◆ **Exercise details**
From the entries below, copy every line holding the word "Atlas".

◆ **Given information**
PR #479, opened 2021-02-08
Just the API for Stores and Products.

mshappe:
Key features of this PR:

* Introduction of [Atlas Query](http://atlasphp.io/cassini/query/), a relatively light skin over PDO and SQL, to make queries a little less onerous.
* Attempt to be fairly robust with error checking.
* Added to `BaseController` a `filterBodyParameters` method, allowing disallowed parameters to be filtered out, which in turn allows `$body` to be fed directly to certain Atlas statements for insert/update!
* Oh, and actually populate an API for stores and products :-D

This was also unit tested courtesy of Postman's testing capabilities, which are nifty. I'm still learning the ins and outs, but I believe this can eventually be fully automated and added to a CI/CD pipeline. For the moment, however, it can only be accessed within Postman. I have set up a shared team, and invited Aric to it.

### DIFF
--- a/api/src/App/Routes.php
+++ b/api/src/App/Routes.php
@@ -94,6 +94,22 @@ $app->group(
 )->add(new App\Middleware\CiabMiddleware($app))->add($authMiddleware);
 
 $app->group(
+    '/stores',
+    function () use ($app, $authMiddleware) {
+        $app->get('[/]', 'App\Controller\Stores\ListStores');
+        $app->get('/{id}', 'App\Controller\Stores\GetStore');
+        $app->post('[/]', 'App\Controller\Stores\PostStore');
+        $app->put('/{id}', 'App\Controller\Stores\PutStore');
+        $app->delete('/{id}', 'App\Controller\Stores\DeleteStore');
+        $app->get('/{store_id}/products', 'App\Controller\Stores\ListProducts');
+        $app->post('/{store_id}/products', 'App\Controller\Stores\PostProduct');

◆ **Result for this task**
* Introduction of [Atlas Query](http://atlasphp.io/cassini/query/), a relatively light skin over PDO and SQL, to make queries a little less onerous.
* Added to `BaseController` a `filterBodyParameters` method, allowing disallowed parameters to be filtered out, which in turn allows `$body` to be fed directly to certain Atlas statements for insert/update!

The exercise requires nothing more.